As well as releasing a whole range of music from the Soviet Union, they were in at the very beginning of the folk revival with AL Lloyd and Ewan McColl.
The back catalogue is mouth-watering: Paul Robeson, Jack Elliot, Dominic Behan, Sonny Terry and Brownie McGhee, Peggy Seeger, Woody Guthrie, Davy Graham, The Ian Campbell Folk Group, Willie Clancy & Michael Gorman, Anne Briggs, Shirley Collins, Martin Carthy and many more.
In 1965 they released New Voices, an album of first recordings which included Mike, Lal, Norma and John Harrison — the Watersons.
The following year Topic released record 12T136, Frost and Fire by the Watersons, and a legend was born. This seminal album in the British Folk revival was a calendar of ritual and magical songs.
Bill Leader recorded it: “On crossed D12 microphones and a revox in the back room of my Camden Town flat, except for the drum beat on Hal-an-Tow which courtesy of Dick Sweetman I overdubbed in a shed.”
Despite, or maybe because of, that it is still selling and was rereleased by Topic in 2007.
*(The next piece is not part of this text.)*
Issue #832, opened 2020-02-14
assemblies need karyotypes


rbuels:
* make assemblies able to have an optional karyotype adapter similar to how they have sequence adapters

As for Bush, it’s not often a British communist gets this level of serious scrutiny for their work, especially not on the Beeb. Alan Bush’s life spanned the 20th century: he was born in 1900 and lived until he was 95. A remarkable composer producing over 100 orchestral, instrument and vocal works, together with four full-length operas and four symphonies.
Born into a prosperous middle-class family in Dulwich and just missing out on WWI, he enrolled at the Royal College of Music in 1918, eventually becoming a teacher there. Gregson studied composition with him from 1963-67.
In 1924 he joined the Independent Labour Party and was active in the London Labour Choral Union, a group of choirs organised by communist composer Rutland Boughton.
It was while working with the choirs that he first met Michael Tippett, with whom he would produce the huge theatrical performance the Pageant of Labour at the Crystal Palace, in 1934.
In 1926 he made his first of many visits to Berlin. It was there he encountered like-minded musicians Hanns Eisler and Ernest Hermann Meyer, as well as writers such as Bertolt Brecht. His experiences in Germany and his growing understanding of Marxism led him to join the Communist Party in 1935.
In 1936 Bush was one of the founders of the Workers’ Music Association. What happened next is well-documented by Joanna Bullivant in her well-researched book Alan Bush, Modern Music, and the Cold War: The Cultural Left in Britain and the Communist Bloc.
His radical vision for music incorporated modernism, political song, musical theory and even influenced state-sponsored music production in East Germany.
Effectively, however, being a communist meant Bush was frozen out of the formal musical life of his own country.
Many folkies feel that traditional music gets similar treatment today. Topic has been flying the flag for this music over the last 80-odd years. With just an hour a week of Folk Music on national BBC radio, is there another country that is so alienated from its own music?
It’s worth pointing out that folk music is not about historical re-enactment — there is a thriving folk scene in Britain. The flow of wonderful CDs still coming from Topic, and other labels that have followed its trail-blazing endeavours, testifies to the vibrancy of the scene.
Unfortunately, there is no comparable revival in Alan Bush’s music, although there are a few CDs and MP3s of his music available.
My favourites are the works recorded by the Royal Scottish National Orchestra in Glasgow in 2012 and 2013: the Lascaux Symphony, the Africa Concerto, Symphony No2 & Fantasia on Soviet Themes.
A personal favourite of mine is his 2nd Symphony, the Nottingham. The symphony was commissioned by the Nottingham Co-operative Society to mark the 500th anniversary of Nottingham’s Royal Charter in 1949.
Fortunately, the Gregson and Bush episodes of Composer of the Week, including an hour of how Marxism shaped Bush’s work, is still available on BBC Sounds. Catch it while you can, and don’t tell the chair of the BBC — he doesn’t even like left-wing comedians.